So you really can't do this yourself. Call the landlord (if it is a rental) or whoever is in charge of common area maintenance (if you own your apartment). Even if you happen to own the entire building, you still need a licensed electrician to do the work.

All that being said, a couple of things for the more general case (e.g., if this was in a single-family home):

  • A wire is a single copper or aluminum conductor inside installation. It is typically identified by color.
  • A cable contains multiple wires, generally each one a different color, inside a an outer wrapping.

In this case, it appears you have 4 wires, not cables. The terminology does matter.

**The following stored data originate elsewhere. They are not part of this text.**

PR #1001, opened 2022-09-20
Switch to pyproject.toml

Bastian-Krause:
**Description**
We decided to move from setup.{py,cfg}/requirements to pyproject.toml.

**Checklist**
- [x] PR has been tested


Bastian-Krause:
- [ ] coverage decrease is unexpected, needs investigation

Bastian-Krause:
> * [x]  coverage decrease is unexpected, needs investigation

pytest-cov only works in editable mode: https://github.com/pytest-dev/pytest-cov/issues/388

So force-pushed:
- re-added the `-e` in `pip install -e .[dev]` in GitHub actions workflow to collect coverage correctly

labgrid/driver/serialdriver.py
```diff
@@ -27,12 +26,6 @@ class SerialDriver(ConsoleExpectMixin, Driver, ConsoleProtocol):
         bindings = {"port": "SerialPort", }
     else:
         bindings = {"port": {"SerialPort", "NetworkSerialPort"}, }
-    if version.parse(serial.__version__) != version.Version('3.4.0.1'):
-        message = ("The installed pyserial version does not contain important RFC2217 fixes.\n"
-                   "You can install the labgrid fork via:\n"
-                   "pip uninstall pyserial\n"
-                   "pip install https://github.com/labgrid-project/pyserial/archive/v3.4.0.1.zip#egg=pyserial\n")  # pylint: disable=line-too-long
-        warnings.warn(message)
```
jluebbe, line 35: > labgrid's pyserial fork is now referenced in the dependencies, so there
> should be no scenario left where the user needs to intervene manually.

This is only correct when using pip to install the package. If a user relies on a distribution (perhaps Debian/Ubuntu or OE), this can still fail.

pyproject.toml
```diff
@@ -1,3 +1,138 @@
 [build-system]
 # Minimum requirements for the build system to execute.
-requires = ["setuptools", "wheel", "setuptools_scm"]
+requires = [
+    "setuptools>=47.2.0",
+    "wheel",
+    "setuptools_scm[toml]",
```
jluebbe, line 6: Why don't we need to add 'pip>=21.2.0' here as described in the commit message?

dockerfiles/Dockerfile
```diff
@@ -23,8 +23,7 @@ ARG VERSION
 RUN set -e ;\
     cd /opt/labgrid ;\
     pip3 install yq ;\
-    pip3 install --no-cache-dir -r requirements.txt ;\
-    SETUPTOOLS_SCM_PRETEND_VERSION="$VERSION" python3 setup.py install ;\
+    SETUPTOOLS_SCM_PRETEND_VERSION="$VERSION" pip3 install --no-cache-dir . ;\
```
jluebbe, line 26: Why is `--no-cache-dir .` needed?

dockerfiles/README.rst
```diff
@@ -33,6 +33,7 @@ with the included script
 
 .. code-block:: bash
 
+   $ pip install --upgrade pip setuptools setuptools_scm wheel
```
jluebbe, line 36: Shouldn't this be covered by the build-system.requires property in pyproject.toml?

.crossbar/config.yaml
```diff
@@ -35,6 +35,7 @@ workers:
     endpoint:
       type: tcp
       port: 20408
+      user_timeout: 5000
```
jluebbe, line 38: Is this a behavior change triggered by the new crossbar?
Note that TCP_USER_TIMEOUT also applies during the normal connection lifetime, not just shutdown.

We already ping the exporters regularly and kick them from the crossbar on timeout. Is this broken with the new crossbar release?

jluebbe (changes requested):
Thanks for the work! I have a few comments, though.

dockerfiles/Dockerfile
Bastian-Krause: No idea, it was there before, so I left it there.

labgrid/driver/serialdriver.py
Bastian-Krause: True, I didn't think of this case. I'll leave it there and update the latest version.

pyproject.toml
Bastian-Krause: I tried adding that and built on a Debian system shipping pip 20.3.4, but it has no effect. The old pip is used for installation.

See also https://github.com/pypa/pip/issues/4145

dockerfiles/README.rst
Bastian-Krause: For `pip`, see above. `setuptools_scm` is only installed as a build requirement, which won't cover `VERSION="$(python -m setuptools_scm)"` in `dockerfiles/build.sh` - so this is should probably be added to the `docker` extra, right? `setuptools` and `wheel` can probably be dropped here.

.crossbar/config.yaml
Bastian-Krause: Context is https://github.com/crossbario/crossbar/pull/1930.

> Is this a behavior change triggered by the new crossbar?

I don't think so.

> Note that TCP_USER_TIMEOUT also applies during the normal connection lifetime, not just shutdown.
> 
> We already ping the exporters regularly and kick them from the crossbar on timeout. Is this broken with the new crossbar release?

This is especially useful for [LXA Test Automation Controller](https://www.linux-automation.com/en/products/lxa-tac.html), which might not get shut down cleanly. The TCP connection is considered alive for quite a long time.

I thought that this might be a sane default. Do you have concerns?

labgrid/driver/serialdriver.py
Bastian-Krause: Done.

pyproject.toml
Bastian-Krause: I've added this information to the commit message.

dockerfiles/README.rst
Bastian-Krause: Dropped `setuptools` and `wheel` in the latest PR revision.

Bastian-Krause:
Force-pushed:
- rebased on master
- fixed typos in commit messages
- dropped unnecessary `pip install` statements from the CI workflow and documentation
- extended commit message with https://github.com/pypa/pip/issues/4145
- re-add/update documentation/warning in case other pyserial version than https://github.com/labgrid-project/pyserial/releases/tag/v3.5.0.1 are used (maybe we should allow the previous v3.4.0.1 version for non-pip installs as well?)

dockerfiles/Dockerfile
benjamb: Presumably because it avoids taking up unnecessary space, thus keeping the docker image that little bit smaller.

.crossbar/config.yaml
jluebbe: This seems unrelated to the pyproject.toml migration.

I'm still not clear on why we'd need both the TCP timeout and the ping/exporter-kick at the same time.

jluebbe:
Discussed this @Bastian-Krause: As the installation time of 1-2 hours in CI is not acceptable, we should split the move to pyproject.toml from the dependency version changes. Also, we should avoid self-dependencies in the extras, as the failure mode of older pip versions (such as the one in debian stable) in this case is very confusing.

Bastian-Krause:
Force-pushed:
- rebased
- dropped dependency version bumps
- dropped dependency version relaxations, use pinned versions instead (like we did before)
- dropped tox workarounds to force new pip
- dropped commit: crossbar: config: set user_timeout in default config (since we don't bump crossbar's version)
- dropped release doc adjustment regarding dependency version relaxations
- added commit: tox: pass TERM environment variable to test env
- added commit: debian: use recent pip, drop obsolete setuptools requirement
- quoted pip installs with extras in the docs (due to square brackets)

.crossbar/config.yaml
Bastian-Krause: I dropped this because we decided to drop the version bumps and dependency relaxations in this particular PR altogether.

Bastian-Krause:
Hm, this seems to break coverage. No idea why, yet.

jluebbe:
> Hm, this seems to break coverage. No idea why, yet.
> 
> Edit: coverage is also broken on master, so that's unrelated.

I worked in https://github.com/labgrid-project/labgrid/actions/runs/3345404124/jobs/5540884396, so perhaps the update to pytest-cov-4.0.0 fixed it.

jluebbe (approved):

Bastian-Krause:
> > Hm, this seems to break coverage. No idea why, yet.
> > Edit: coverage is also broken on master, so that's unrelated.
> 
> It worked in https://github.com/labgrid-project/labgrid/actions/runs/3345404124/jobs/5540884396, so perhaps the update to pytest-cov-4.0.0 fixed it.

See https://github.com/labgrid-project/labgrid/pull/1029#issuecomment-1300692866.

Bastian-Krause:
Rebased (due to previous conflicts caused by #1032).

jluebbe (approved):

Emantor (approved):

Emantor:
Thanks a lot!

  • Always take pictures before doing any work, unless there is exactly one way to connect things (e.g., only 2 wires). That way for a straight switch replacement, which I suspect is the situation here, you can connect the way the previous switch was connected.

In this specific situation, you may be dealing with a 3-way/4-way switch configuration. (US terminology - it may be different in your location.) With a 3-way/4-way switch configuration, the first switch (e.g., bottom floor) will have "1 in, 2 travelers", the last switch (e.g., top floor) will have "2 travelers, 1 out" and all the other switches (e.g., middle floors) will have "2 travelers in, 2 travelers out". I mention that because that looks sort of like your diagram - i.e., all black wires as travelers in/out of a 4-way switch. But then again, you have a red wire out to the light, which if it is real does not match but might just be conceptual.

If this were a single-family home, I would ask for pictures and a lot more details. But since it is not, hire an electrician.